Exercise aim: For each line of the material, check for the string "notification"; then state how many lines had it, giving only the number.

Entries supplied:

= = = =

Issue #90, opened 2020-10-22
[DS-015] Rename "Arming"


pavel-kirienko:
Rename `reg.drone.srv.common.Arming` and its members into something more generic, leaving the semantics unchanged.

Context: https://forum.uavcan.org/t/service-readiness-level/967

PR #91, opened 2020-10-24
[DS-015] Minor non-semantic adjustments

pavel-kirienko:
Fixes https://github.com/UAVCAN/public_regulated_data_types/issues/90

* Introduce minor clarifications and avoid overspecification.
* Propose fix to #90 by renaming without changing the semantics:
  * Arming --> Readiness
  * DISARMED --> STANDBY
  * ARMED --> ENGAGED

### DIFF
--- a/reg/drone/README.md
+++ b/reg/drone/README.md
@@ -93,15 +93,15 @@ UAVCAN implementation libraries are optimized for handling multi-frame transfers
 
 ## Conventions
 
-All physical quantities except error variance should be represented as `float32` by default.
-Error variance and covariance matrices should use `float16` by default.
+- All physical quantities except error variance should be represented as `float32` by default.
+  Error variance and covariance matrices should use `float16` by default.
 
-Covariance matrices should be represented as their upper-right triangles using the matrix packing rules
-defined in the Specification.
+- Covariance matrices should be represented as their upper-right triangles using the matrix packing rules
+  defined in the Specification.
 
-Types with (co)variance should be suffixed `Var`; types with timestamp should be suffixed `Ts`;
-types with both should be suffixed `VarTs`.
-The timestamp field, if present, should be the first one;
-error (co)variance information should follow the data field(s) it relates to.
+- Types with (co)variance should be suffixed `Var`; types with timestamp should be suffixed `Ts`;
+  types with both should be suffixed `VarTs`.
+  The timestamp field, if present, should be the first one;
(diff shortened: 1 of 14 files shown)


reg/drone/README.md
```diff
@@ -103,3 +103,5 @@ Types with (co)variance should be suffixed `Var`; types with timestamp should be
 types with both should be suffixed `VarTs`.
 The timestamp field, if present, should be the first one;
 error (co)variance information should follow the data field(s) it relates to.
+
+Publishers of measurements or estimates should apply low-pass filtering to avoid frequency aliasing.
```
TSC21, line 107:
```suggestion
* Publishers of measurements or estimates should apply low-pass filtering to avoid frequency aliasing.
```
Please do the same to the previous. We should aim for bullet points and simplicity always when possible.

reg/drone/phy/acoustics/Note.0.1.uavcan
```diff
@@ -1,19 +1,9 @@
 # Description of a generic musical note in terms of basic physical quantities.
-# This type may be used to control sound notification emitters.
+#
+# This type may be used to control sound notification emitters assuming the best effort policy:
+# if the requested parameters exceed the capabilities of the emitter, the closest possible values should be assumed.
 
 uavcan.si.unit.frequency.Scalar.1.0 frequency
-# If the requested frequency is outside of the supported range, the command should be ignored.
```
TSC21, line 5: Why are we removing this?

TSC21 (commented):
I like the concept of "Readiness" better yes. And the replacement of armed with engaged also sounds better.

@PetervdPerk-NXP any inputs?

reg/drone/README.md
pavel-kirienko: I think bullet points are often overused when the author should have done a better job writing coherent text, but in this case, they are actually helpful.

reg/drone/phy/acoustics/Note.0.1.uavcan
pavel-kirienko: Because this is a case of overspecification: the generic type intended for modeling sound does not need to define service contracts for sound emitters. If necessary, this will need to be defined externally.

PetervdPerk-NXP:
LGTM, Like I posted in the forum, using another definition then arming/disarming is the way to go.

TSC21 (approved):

= = = =

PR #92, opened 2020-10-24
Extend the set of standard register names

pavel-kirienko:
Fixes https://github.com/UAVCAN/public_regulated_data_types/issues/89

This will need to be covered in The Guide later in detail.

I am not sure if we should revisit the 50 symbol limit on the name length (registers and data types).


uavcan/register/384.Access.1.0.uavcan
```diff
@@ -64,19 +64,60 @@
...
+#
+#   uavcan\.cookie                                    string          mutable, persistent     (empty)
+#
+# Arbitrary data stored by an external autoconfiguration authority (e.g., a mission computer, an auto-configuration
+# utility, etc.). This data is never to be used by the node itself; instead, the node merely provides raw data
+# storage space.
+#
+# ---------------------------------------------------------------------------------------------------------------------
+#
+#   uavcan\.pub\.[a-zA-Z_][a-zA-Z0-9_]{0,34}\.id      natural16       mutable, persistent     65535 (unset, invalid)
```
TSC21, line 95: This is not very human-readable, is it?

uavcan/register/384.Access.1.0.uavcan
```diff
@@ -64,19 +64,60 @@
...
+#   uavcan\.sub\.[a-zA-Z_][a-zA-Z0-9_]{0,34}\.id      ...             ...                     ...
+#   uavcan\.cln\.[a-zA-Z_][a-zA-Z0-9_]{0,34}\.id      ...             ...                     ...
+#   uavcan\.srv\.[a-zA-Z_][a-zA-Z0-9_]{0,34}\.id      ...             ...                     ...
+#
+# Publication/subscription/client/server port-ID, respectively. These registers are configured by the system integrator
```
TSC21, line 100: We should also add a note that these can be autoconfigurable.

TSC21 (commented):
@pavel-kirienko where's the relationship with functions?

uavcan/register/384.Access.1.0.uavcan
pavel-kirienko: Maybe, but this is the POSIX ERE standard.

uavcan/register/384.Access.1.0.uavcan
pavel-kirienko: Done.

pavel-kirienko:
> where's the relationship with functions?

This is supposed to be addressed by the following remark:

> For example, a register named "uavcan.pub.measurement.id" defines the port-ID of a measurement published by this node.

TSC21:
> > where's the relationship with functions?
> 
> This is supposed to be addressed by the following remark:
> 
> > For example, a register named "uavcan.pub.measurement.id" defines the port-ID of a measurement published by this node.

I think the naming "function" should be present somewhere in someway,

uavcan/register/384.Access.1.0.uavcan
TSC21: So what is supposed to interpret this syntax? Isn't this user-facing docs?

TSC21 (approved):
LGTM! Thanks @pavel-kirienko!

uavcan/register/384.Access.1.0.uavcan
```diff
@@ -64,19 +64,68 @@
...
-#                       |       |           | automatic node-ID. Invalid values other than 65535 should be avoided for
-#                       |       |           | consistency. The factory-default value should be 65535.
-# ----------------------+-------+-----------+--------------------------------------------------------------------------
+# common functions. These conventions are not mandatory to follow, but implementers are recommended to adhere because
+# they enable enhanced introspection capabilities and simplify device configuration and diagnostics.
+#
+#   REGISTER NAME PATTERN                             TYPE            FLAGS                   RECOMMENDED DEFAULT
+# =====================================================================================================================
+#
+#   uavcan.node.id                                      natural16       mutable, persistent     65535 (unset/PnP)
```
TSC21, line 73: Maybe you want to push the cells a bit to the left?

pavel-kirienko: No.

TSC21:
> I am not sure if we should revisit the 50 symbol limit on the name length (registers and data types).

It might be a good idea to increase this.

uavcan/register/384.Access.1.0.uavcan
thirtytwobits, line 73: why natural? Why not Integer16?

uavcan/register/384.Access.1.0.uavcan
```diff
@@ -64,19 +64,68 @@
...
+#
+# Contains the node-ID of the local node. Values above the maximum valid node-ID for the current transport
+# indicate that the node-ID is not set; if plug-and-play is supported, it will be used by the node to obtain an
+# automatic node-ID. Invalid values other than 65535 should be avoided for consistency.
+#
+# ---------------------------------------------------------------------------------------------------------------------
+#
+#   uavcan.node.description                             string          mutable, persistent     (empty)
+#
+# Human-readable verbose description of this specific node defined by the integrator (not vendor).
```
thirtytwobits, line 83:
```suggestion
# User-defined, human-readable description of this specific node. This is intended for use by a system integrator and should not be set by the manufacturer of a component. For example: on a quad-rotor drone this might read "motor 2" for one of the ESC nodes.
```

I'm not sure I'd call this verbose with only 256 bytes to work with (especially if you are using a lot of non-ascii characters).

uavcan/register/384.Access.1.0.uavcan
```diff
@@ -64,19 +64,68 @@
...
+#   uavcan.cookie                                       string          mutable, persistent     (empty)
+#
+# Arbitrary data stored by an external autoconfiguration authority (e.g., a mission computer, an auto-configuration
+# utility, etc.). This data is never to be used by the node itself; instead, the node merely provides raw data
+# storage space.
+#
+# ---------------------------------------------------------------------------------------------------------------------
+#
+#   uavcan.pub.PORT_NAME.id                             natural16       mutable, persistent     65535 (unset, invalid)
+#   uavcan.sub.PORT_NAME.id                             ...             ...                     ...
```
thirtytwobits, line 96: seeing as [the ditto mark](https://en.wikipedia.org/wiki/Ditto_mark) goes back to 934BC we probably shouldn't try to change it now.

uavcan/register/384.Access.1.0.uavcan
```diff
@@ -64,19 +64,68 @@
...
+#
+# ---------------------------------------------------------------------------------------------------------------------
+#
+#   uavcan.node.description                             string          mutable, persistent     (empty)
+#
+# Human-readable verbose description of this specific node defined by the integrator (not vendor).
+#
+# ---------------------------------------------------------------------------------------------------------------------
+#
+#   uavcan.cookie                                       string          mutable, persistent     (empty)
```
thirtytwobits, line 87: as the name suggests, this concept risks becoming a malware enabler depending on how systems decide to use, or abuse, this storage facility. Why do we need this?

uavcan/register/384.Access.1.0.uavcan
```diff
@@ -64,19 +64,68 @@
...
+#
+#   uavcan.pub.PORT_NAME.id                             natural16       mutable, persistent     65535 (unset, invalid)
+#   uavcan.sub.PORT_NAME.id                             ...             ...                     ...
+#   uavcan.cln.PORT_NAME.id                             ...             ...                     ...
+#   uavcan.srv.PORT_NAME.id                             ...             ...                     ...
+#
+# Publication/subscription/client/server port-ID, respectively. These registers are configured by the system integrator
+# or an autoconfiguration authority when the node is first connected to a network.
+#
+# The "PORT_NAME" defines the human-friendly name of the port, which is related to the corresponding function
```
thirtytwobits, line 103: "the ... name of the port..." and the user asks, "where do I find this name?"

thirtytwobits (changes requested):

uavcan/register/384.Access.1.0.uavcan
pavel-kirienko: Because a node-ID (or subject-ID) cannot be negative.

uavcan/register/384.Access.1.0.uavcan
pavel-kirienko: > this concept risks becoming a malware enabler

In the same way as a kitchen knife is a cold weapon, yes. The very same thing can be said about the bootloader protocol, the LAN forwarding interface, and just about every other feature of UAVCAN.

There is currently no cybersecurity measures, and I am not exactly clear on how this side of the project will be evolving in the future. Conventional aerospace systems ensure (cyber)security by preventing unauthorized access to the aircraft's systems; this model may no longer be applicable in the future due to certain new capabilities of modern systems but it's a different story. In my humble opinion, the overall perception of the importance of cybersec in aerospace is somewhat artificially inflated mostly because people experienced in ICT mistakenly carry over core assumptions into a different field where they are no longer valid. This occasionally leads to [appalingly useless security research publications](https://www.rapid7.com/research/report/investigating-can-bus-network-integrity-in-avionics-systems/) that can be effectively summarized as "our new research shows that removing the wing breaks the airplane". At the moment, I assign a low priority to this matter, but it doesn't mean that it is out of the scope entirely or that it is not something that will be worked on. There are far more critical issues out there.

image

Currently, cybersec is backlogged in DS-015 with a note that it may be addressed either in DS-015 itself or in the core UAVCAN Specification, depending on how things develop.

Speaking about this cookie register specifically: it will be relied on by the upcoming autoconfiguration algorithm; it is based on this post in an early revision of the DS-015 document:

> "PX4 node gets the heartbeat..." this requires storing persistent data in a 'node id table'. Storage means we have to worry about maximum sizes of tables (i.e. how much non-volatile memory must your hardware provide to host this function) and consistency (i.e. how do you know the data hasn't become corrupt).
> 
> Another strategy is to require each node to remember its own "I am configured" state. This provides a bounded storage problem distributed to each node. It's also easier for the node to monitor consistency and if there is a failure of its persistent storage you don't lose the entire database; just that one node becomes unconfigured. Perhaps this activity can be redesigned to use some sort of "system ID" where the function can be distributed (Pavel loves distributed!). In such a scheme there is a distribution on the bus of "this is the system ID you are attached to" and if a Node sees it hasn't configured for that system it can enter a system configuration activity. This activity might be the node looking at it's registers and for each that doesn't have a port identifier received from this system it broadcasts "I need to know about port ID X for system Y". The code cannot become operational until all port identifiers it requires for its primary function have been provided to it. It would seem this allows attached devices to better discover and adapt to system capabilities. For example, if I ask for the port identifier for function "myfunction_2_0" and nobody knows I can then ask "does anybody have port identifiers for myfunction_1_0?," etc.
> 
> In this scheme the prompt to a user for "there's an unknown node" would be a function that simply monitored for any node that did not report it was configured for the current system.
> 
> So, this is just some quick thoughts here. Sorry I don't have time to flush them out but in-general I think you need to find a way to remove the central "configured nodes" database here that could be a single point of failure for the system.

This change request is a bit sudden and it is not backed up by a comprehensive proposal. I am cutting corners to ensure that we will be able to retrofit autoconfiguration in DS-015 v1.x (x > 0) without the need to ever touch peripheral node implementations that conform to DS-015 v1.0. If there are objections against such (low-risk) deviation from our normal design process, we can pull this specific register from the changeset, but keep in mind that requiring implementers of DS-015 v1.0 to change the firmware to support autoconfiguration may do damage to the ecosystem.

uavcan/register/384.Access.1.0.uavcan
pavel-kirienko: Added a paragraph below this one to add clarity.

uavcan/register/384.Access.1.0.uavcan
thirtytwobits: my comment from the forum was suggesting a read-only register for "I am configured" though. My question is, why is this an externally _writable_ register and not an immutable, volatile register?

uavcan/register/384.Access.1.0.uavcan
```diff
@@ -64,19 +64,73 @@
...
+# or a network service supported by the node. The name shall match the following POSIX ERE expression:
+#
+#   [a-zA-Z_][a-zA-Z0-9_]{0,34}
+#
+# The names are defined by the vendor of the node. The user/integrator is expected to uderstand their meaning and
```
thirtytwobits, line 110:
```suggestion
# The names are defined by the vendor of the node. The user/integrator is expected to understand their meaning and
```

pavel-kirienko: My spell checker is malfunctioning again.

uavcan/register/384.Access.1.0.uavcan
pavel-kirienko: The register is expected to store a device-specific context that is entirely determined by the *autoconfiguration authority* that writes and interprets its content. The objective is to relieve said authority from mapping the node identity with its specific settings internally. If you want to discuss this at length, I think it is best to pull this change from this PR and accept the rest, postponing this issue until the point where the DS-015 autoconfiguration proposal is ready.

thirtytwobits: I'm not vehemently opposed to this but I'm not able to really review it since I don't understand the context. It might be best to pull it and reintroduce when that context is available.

= = = =

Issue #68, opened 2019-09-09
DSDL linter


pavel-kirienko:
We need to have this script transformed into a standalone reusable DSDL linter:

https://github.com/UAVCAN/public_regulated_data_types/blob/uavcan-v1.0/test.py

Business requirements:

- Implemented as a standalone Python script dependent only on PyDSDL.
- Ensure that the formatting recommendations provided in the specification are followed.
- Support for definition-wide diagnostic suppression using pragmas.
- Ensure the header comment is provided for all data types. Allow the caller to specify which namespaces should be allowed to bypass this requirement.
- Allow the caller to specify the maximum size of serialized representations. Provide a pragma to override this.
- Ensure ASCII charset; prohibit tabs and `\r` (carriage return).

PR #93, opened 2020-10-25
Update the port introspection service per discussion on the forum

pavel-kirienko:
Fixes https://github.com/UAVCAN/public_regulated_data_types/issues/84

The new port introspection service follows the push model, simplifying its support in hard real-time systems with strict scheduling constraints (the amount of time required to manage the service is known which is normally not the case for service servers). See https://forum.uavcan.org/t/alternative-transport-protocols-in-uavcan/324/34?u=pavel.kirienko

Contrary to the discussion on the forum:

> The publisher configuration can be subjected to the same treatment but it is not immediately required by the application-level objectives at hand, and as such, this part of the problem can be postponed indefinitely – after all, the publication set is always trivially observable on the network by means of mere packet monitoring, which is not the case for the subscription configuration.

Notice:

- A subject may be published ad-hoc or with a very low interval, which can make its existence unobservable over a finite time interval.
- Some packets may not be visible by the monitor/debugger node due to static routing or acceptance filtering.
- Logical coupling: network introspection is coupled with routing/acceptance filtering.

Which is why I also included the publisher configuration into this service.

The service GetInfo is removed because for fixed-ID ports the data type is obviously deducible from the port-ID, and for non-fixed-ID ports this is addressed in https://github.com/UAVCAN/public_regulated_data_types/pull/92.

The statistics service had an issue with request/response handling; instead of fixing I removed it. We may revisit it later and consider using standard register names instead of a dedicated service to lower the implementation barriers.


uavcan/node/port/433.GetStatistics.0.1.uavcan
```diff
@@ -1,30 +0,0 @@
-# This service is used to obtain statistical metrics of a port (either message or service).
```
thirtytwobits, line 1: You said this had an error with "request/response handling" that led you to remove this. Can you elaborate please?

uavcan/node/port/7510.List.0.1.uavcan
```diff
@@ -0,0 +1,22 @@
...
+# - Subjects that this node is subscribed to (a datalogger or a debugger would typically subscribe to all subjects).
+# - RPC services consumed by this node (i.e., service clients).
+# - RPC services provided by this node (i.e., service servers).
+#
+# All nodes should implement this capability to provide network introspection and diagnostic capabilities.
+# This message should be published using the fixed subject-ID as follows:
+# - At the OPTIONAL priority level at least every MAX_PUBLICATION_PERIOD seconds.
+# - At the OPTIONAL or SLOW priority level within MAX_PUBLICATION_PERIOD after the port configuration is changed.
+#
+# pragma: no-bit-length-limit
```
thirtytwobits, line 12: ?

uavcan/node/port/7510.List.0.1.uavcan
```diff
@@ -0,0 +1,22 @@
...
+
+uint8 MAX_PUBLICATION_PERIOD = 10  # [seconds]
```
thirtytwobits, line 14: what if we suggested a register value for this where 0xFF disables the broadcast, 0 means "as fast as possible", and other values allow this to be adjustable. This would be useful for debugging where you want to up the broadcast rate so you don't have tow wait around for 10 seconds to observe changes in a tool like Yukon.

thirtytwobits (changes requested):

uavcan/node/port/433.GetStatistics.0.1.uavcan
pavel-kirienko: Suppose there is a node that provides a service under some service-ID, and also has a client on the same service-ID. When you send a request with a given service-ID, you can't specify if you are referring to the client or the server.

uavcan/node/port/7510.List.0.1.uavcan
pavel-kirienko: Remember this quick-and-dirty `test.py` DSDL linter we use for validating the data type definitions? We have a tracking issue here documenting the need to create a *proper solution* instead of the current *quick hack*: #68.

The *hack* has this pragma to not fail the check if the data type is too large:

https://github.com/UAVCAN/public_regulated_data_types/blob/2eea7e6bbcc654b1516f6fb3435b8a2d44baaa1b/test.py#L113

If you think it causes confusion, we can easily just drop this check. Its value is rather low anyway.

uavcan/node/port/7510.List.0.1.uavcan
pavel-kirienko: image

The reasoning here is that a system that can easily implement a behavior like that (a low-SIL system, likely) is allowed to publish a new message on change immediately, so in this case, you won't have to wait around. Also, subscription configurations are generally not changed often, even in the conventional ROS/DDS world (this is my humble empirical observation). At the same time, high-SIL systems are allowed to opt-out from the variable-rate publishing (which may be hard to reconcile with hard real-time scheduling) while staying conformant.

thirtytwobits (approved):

= = = =

Reply to the exercise: 2